This is not a self-pity reflection-although it may begin sounding like that. I suspect this low key, low expectations of the largely hyped Valentines Day and the impact it can have on self and relationships, may resonate with many, especially women. It is a reminder that regardless of your relationship status, your feelings, experiences, and personal desires are more than valid. They are vital, on Valentine’s Day and every day.
I have sat many a valentine feeling lonely, abandoned, and unworthy of feeling special or enough to feel like someone could love me enough to make me feel giddy with being their hearts desire. Most of the time when I have felt this way I have been in serious relationships or married. I have rarely experienced a nice surprise that has been created out of selfless gestures. I have not been showered with affection and bestowed with romantic gifts. I am not a materialistic person, don’t get me wrong a surprise or well thought gift is always well received, but for me it is about effort. It is about pre planning, knowing what someone likes, making playlists, discussing feelings, listening, and responding to personal desires, treating someone with respect and love so it is going to make their heart skip a beat and feel valued.
I found year after year it was always a one-sided effort, trying to create passion, making energy to make others feel special and wanted. However, year after year, all I ended up feeling on days to be celebrated, was deflated and unappreciated. Eventually I told myself that these things didn’t matter. It is the everyday routines that show your relationships are strong and worthy. Of course illusions of romantic gestures don't define a healthy relationship...Which of course to an extent is true…but after decades of the same explanations, the same conversations, the same dashed expectations… I started to lose my self-worth and my confidence. I told myself that I was too expectant, too delusional with what I wanted out of a relationship-IF I wasn’t happy, it was my fault and because I was buying into all the fairy-tale crap that is shoved down our throats from a young age and why would I deserve a fairy tale. I would start making excuses for others behaviour, whilst reassuring them that it didn’t matter that they again made no effort with me because we had other more important milestones to celebrate-if I pre planned, saved up, organised, booked, scheduled, arranged childcare, begged for them to take work leave etc. The mental workload on trying to create a ‘romantic date’ is a skill set, skills to make others happy.
To not feel so despondent, Valentines would become a family thing around my children-to make it about sharing love within our family. I would use these opportunities to have discussions around what gratitude, healthy relationships should look and feel like, whilst feeling like I was being fake knowing that’s not what they were necessarily witnessing. I often found ways to feel joy by giving them cards, buying little edible gifts, sneaking notes into lunchboxes, arranging cute after school activities or trips out, baking, and cooking specially prepared meals. Then often it would be a supermarket food meal deal for practical consumption for the adults in the evening.

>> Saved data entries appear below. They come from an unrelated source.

PR #492, opened 2019-06-13
Compile with link-time optimizations, use standard NDEBUG instead of …

jacereda:
…OPTIMIZE.


jacereda:
The NDEBUG bit should make it easier to integrate with other projects.

The LTO part makes executables smaller by stripping unneeded symbols.

hellerve:
I think getting rid of `OPTIMIZE` is a good idea.

Abou the other C flag: were you aware that `(add-cflag "-flto")` would also be possible? Maybe that would be a better idea, so that people that don’t want this optimization for whatever reason can leave that out?

jacereda:
Right, removed the LTO flag.

eriksvedang:
Excellent, thanks!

Whilst I feel that Valentines has a generic and often corny vibe that is made to part people from money and to feed into a capitalist society, and often does invite more drama than romance from societal pressure, I think the gesture of telling someone how much you mean to them, and keeping a flame of passion alive and making feel someone feel special is important.

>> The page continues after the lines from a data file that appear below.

PR #498, opened 2019-06-14
Add some const qualifiers, removed MALLOC() null checks, fixed Float_…

jacereda:
…modf(), use memcpy() instead of memmove().

### DIFF
--- a/core/carp_bool.h
+++ b/core/carp_bool.h
@@ -1,7 +1,7 @@
 #include "carp_stdbool.h"
 
 // Bool
-bool Bool_copy(bool* b) {
+bool Bool_copy(const bool* b) {
   return *b;
 }
 
--- a/core/carp_char.h
+++ b/core/carp_char.h
@@ -20,17 +20,12 @@ char Char_from_MINUS_int(int i) {
   return (char)i;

I would spend the weeks leading up to Valentines, daydreaming and scouring the internet for playful outfits or planning what I could wear if I were to be taken out. Searching for gifts to share, experiences, how I would make a cosy atmosphere, what candles and fragrance I could invoke to create ambience. What different things could I do to make this valentine feel different from the others. This just led to putting more pressure on myself and ultimately more disappointment. Then it would lead to feelings of guilt as I would scorn myself for feeling ungrateful and invalidating my relationships with these public diary days.
This is technically my first solo valentines day in 20+years, but the main thing that feels special about this year is that I have shown up for myself. I put the effort in. I treated myself to one of my favourite wines, snacks, ordered a new pair of earrings and a book. I will take time to reflect and let my feelings flow, even when they are making me feel sad. I will make time to adapt self-care and remind myself why I am solo this Valentine’s Day.
I choose to walk a different path, one where I am in control of my own happiness, one where I feel safe with myself, one I make decisions that elevate my life to a higher purpose. I know I am deserving of love, on Valentines Day and every day. But I will no longer settle for taking on the mental and emotional load so everyone else feels loved and valued. I will no longer adapt my expectations to excuse selfish and neglectful behaviours whose thoughts and actions show minimal effort for me.
I am the captain of my own ship,…I will no longer let others board to be a passenger, enjoying the romanticized views and the first class service, without being a co-captain. I use my heart as my compass and my head as my sails, to navigate my journey and float away into the sunset, seeking calmer waters. I must continue to ride the waves on my own, until someone can prove that they value themselves and me, if not more, as I value myself-if not they can walk the plank into shark infested waters and drown with the weight and loss of not being welcome on my ship.